Abstract:
Driven by global climate change and the “dual carbon” goals, the efficient development and safe storage of deep carbon storage spaces have emerged as a critical pathway to achieve carbon neutrality. This paper systematically reviews the exploration technologies, site suitability evaluation methods, and key theoretical challenges for large-scale carbon storage in deep saline aquifers, depleted oil and gas reservoirs, unminable coal seams, and basalt formations. The study reveals that multiphysical field coupling effects (thermal-fluid-mechanical-chemical) induced by CO
2 injection may trigger risks such as fault activation, caprock leakage, and seismic activity, necessitating the construction of a risk assessment framework through multiphysical field numerical simulation and dynamic monitoring. Deep saline aquifers account for 98.64% of China’s theoretical carbon storage potential, but their significant heterogeneity requires suitability evaluation that integrates geological stability (fault development, caprock sealing capacity) and storage capacity (porosity, permeability) to construct a multi-scale index system. Methods such as the analytic hierarchy process (AHP), GIS, and machine learning are combined to optimize site selection decisions. To address the complexity of deep carbon storage spaces, integrated seismic and electrical exploration technologies significantly improve reservoir identification accuracy: full-waveform inversion (FWI) characterizes pore-fracture structures, gravity-magnetic inversion constructs deep structural models, and multiphysical data fusion reduces the non-uniqueness of inversion results. In the context of green transformation in coal mines, the innovative “negative carbon backfilling” technology is proposed: CO
2 is used to mineralize industrial solid wastes such as steel slag and fly ash to prepare backfilling materials, achieving high carbon sequestration rates while balancing ecological restoration and dynamic disaster prevention.

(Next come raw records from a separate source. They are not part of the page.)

Issue #675, opened 2023-07-17
Non-monotonic counters don't have the correct GMP prefix


dashpole:
Found when I added a case in GMP for non-monotonic counters: https://github.com/GoogleCloudPlatform/opentelemetry-operations-go/pull/674

```json
{
  "metric": {
    "type": "prometheus.googleapis.com/system_memory_usage/counter",
    "labels": {
      "state": "used"
    }
  },
  "resource": {
    "type": "prometheus_target",
    "labels": {
      "cluster": "",
      "instance": "",
      "job": "",
      "location": "",
      "namespace": ""
    }
  },
  "metricKind": "GAUGE",
  "valueType": "INT64",
  "points": [
    {
      "interval": {
        "endTime": "1970-01-01T00:00:00Z"
      },
      "value": {
        "int64Value": "6641752448"
      }
    }
  ],
  "unit": "By"
}
```

Even though it is converted to a gauge, it gets the /counter suffix.

PR #676, opened 2023-07-17
non-monotonic sums have the /gauge suffix added in GMP exporter

dashpole:
Fixes https://github.com/GoogleCloudPlatform/opentelemetry-operations-go/issues/675

### DIFF
--- a/exporter/collector/googlemanagedprometheus/naming.go
+++ b/exporter/collector/googlemanagedprometheus/naming.go
@@ -28,6 +28,10 @@ func GetMetricName(baseName string, metric pmetric.Metric) (string, error) {
 	// Second, ad the GMP-specific suffix
 	switch metric.Type() {
 	case pmetric.MetricTypeSum:
+		if !metric.Sum().IsMonotonic() {
+			// Non-monotonic sums are converted to GCM gauges
+			return compliantName + "/gauge", nil
+		}
 		return compliantName + getUnknownMetricSuffix(metric.Sum().DataPoints(), "/counter", "counter"), nil
 	case pmetric.MetricTypeGauge:
 		return compliantName + getUnknownMetricSuffix(metric.Gauge().DataPoints(), "/gauge", ""), nil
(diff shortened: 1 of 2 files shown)


exporter/collector/googlemanagedprometheus/naming.go
```diff
@@ -28,7 +28,11 @@ func GetMetricName(baseName string, metric pmetric.Metric) (string, error) {
 	// Second, ad the GMP-specific suffix
 	switch metric.Type() {
 	case pmetric.MetricTypeSum:
-		return compliantName + getUnknownMetricSuffix(metric.Sum().DataPoints(), "/counter", "counter"), nil
+		if metric.Sum().IsMonotonic() {
+			return compliantName + getUnknownMetricSuffix(metric.Sum().DataPoints(), "/counter", "counter"), nil
+		}
+		// Non-monotonic sums are converted to GCM gauges
+		return compliantName + "/gauge", nil
```
aabmass, line 35: nit i'd consider monotonic the happy path and would swap which case ends up in the indented if block

aabmass (approved):
Nit consider adding one of these to the GMP test fixture

exporter/collector/googlemanagedprometheus/naming.go
dashpole: done

dashpole:
I'm adding that case in https://github.com/GoogleCloudPlatform/opentelemetry-operations-go/pull/674

exporter/collector/googlemanagedprometheus/naming.go
```diff
@@ -28,6 +28,10 @@ func GetMetricName(baseName string, metric pmetric.Metric) (string, error) {
 	// Second, ad the GMP-specific suffix
 	switch metric.Type() {
 	case pmetric.MetricTypeSum:
+		if !metric.Sum().IsMonotonic() {
+			// Non-monotonic sums are converted to GCM gauges
+			return compliantName + "/gauge", nil
```
aabmass, line 33: Sorry one more question, why doesn't this case use `getUnknownMetricSuffix`?

dashpole: Prometheus unknown is always an OTel gauge.  When we "double-write" this gauge, we copy the gauge into a monotonic counter as well, hence the handling above.  There isn't a way to get a non-monotonic sum from an unknown metric point.

damemi (approved):

PR #678, opened 2023-07-18
Remove _total from duplicate untyped Sums before export

### LINKED ISSUE #677: Untyped metrics are incorrectly named when metric name normalization is enabled.
Found while working on https://github.com/GoogleCloudPlatform/opentelemetry-operations-go/pull/674.

`prometheus.BuildPromCompliantName` builds a metric name based on the name, unit, and type.  For sums, it adds a `_total` suffix.

If you have an unknown gauge metric named `fake.untyped.metric`, it is renamed to `fake_untyped_metric_total` for the counter version.  Ideally, we should use the compliant name it would have if it was a gauge for the unknown metric.

Want:
```diff
[
  {
    "metric": {
      "type": "prometheus.googleapis.com/fake_untyped_metric/unknown",
      "labels": {
        "ex_com_lemons_untyped": "13"
      }
    },
    "resource": {
      "type": "prometheus_target",
      "labels": {
        "cluster": "",
        "instance": "",
        "job": "",
        "location": "",
        "namespace": ""
      }
    },
    "metricKind": "GAUGE",
    "valueType": "DOUBLE",
    "points": [
      {
        "interval": {
          "endTime": "1970-01-01T00:00:00Z"
        },
        "value": {
          "doubleValue": 3
        }
      }
    ]
  },
  {
    "metric": {
-      "type": "prometheus.googleapis.com/fake_untyped_metric_total/unknown:counter",
+      "type": "prometheus.googleapis.com/fake_untyped_metric/unknown:counter",
      "labels": {
        "ex_com_lemons_untyped": "13"
      }
    },
    "resource": {
      "type": "prometheus_target",
      "labels": {
        "cluster": "",
        "instance": "",
        "job": "",
        "location": "",
        "namespace": ""
      }
    },
    "metricKind": "CUMULATIVE",
    "valueType": "DOUBLE",
    "points": [
      {
        "interval": {
          "endTime": "1970-01-01T00:00:00Z",
          "startTime": "1970-01-01T00:00:00Z"
        },
        "value": {
          "doubleValue": 3
        }
      }
    ]
  }
]
```

damemi:
Fixes #677 

updates GMP exporter's custom `GetMetricName()` to remove `_total` from Sums which have the double-export untyped-metric attribute, if `total` was not present in the original metric name (before being normalized by OTel's [prometheus.BuildPromCompliantName()](https://github.com/open-telemetry/opentelemetry-collector-contrib/blob/pkg/translator/prometheus/v0.81.0/pkg/translator/prometheus/normalize_name.go#L89) function).

We need this because the [extra untyped Sum metric](https://github.com/GoogleCloudPlatform/opentelemetry-operations-go/blob/191af029411ce4b54ed631733721a2ac58d798e2/exporter/collector/googlemanagedprometheus/extra_metrics.go#L42) is added at [the ExtraMetrics extension point](https://github.com/GoogleCloudPlatform/opentelemetry-operations-go/blob/191af029411ce4b54ed631733721a2ac58d798e2/exporter/collector/metrics.go#L304-L307), which is before [name normalization happens](https://github.com/GoogleCloudPlatform/opentelemetry-operations-go/blob/191af029411ce4b54ed631733721a2ac58d798e2/exporter/collector/metrics.go#L1150) for the individual metric types.

Alternatively, the extra metric could be added *after* name normalization (ie, copy the normalized Gauge metric name to a new Sum after [this line in gaugePointToTimeSeries](https://github.com/GoogleCloudPlatform/opentelemetry-operations-go/blob/191af029411ce4b54ed631733721a2ac58d798e2/exporter/collector/metrics.go#L1204)). But that would require refactoring to add a new extension point, which is not worth the effort with a long term upstream plan in the works. The current method takes advantage of existing metric handling for Gauges+Sums as well, such as cumulative normalization.

### DIFF
--- a/exporter/collector/googlemanagedprometheus/naming.go
+++ b/exporter/collector/googlemanagedprometheus/naming.go
@@ -17,6 +17,7 @@ package googlemanagedprometheus
 import (
 	"fmt"
 	"strings"
+	"unicode"
 
 	"github.com/open-telemetry/opentelemetry-collector-contrib/pkg/translator/prometheus"
 	"go.opentelemetry.io/collector/pdata/pmetric"
@@ -32,9 +33,9 @@ func GetMetricName(baseName string, metric pmetric.Metric) (string, error) {
 			// Non-monotonic sums are converted to GCM gauges
 			return compliantName + "/gauge", nil
 		}
-		return compliantName + getUnknownMetricSuffix(metric.Sum().DataPoints(), "/counter", "counter"), nil
+		return getUnknownMetricName(metric.Sum().DataPoints(), "/counter", "counter", metric.Name(), compliantName), nil
 	case pmetric.MetricTypeGauge:
-		return compliantName + getUnknownMetricSuffix(metric.Gauge().DataPoints(), "/gauge", ""), nil
+		return getUnknownMetricName(metric.Gauge().DataPoints(), "/gauge", "", metric.Name(), compliantName), nil
 	case pmetric.MetricTypeSummary:
 		// summaries are sent as the following series:
 		// * Sum: prometheus.googleapis.com/<baseName>_sum/summary:counter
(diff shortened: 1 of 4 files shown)


exporter/collector/integrationtest/testcases/testcases_metrics.go
```diff
@@ -365,5 +365,36 @@ var MetricsTestCases = []TestCase{
 		// SDK exporter does not support CreateServiceTimeSeries
 		SkipForSDK: true,
 	},
+	{
+		// https://github.com/GoogleCloudPlatform/opentelemetry-operations-go/issues/677
```
dashpole, line 369: Skip this test for now.  I'll be adding it in https://github.com/GoogleCloudPlatform/opentelemetry-operations-go/pull/674

dashpole:
unit test would be useful here

exporter/collector/googlemanagedprometheus/naming.go
```diff
@@ -56,11 +57,23 @@ func GetMetricName(baseName string, metric pmetric.Metric) (string, error) {
...
 // It is based on the untyped_prometheus_metric data point attribute, and behind a feature gate.
-func getUnknownMetricSuffix(points pmetric.NumberDataPointSlice, suffix, secondarySuffix string) string {
+func getUnknownMetricName(points pmetric.NumberDataPointSlice, suffix, secondarySuffix, originalName, compliantName string) string {
 	if !untypedDoubleExportFeatureGate.IsEnabled() {
-		return suffix
+		return compliantName + suffix
 	}
+
+	// de-normalize "_total" suffix for counters where not present on original metric name
+	nameTokens := strings.FieldsFunc(
```
dashpole, line 69: is strings.HasSuffix not sufficient?  Why this extra strings logic?

damemi: This is the same code to break it into tokens that the prom library uses, I think to cover cases like: `sample.metric.total`, `foosecondstotal`, `bar_requests_total`

exporter/collector/integrationtest/testcases/testcases_metrics.go
damemi: marked it skip, imo we should still merge it just so it's in the history and you can remove it in your PR

damemi:
> unit test would be useful here

added a unit test

dashpole:
One thing we will have to think about going forward is that we won't have access to the "unknown" flag from a counter.  The "unknown" flag will be gauge-specific.  That will make our current approach of looking at labels in the naming function no longer work.  We don't need to solve that here, but worth noting

dashpole (approved):

damemi:
fyi @ridwanmsharif: if you see double-exported metrics with `_total` added to the counter, this will fix that

dashpole:
@damemi it looks like this removes `_total` from _all_ counters, not just those that came from untyped.  We should only remove `_total` from counters that come from unknown metrics.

The synergistic effect of CO
2 storage in deep unminable coal seams and enhanced coalbed methane (ECBM) recovery is significant, requiring optimization of the full-life-cycle management model for “fracturing-displacement-storage”. CO
2 storage in goafs faces challenges from the complex seepage-adsorption mechanisms in fractured coal-rock masses, necessitating the development of multiphase dynamic models to assess storage potential in free, adsorbed, and dissolved states. Potential calculation methods vary significantly by reservoir type: Saline aquifers use the storage mechanism method (coupling structural trapping, dissolution, and mineralization), depleted oil and gas reservoirs combine material balance methods with numerical simulation, and coal seams rely on adsorption capacity and displacement efficiency evaluations. In terms of injection technology innovation, micro-nano bubble injection enhances CO
2 dissolution rates, while the “water-mixed dissolved-state injection” mode in basalt formations achieves high mineralization rates. Future research must emphasize interdisciplinary integration: Developing intelligent multiphysical field exploration and fine imaging to overcome challenges in detailed characterization of multi-type three-dimensional carbon storage spaces; researching and developing high-efficiency deep negative carbon backfilling materials and technical equipment; and constructing a comprehensive system for calculating CO
2 storage potential and evaluating suitability in deep integrated three-dimensional spaces, form technical standard systems and information decision-making platforms, and provide theoretical and engineering support for large-scale geological storage under the “dual carbon”goals.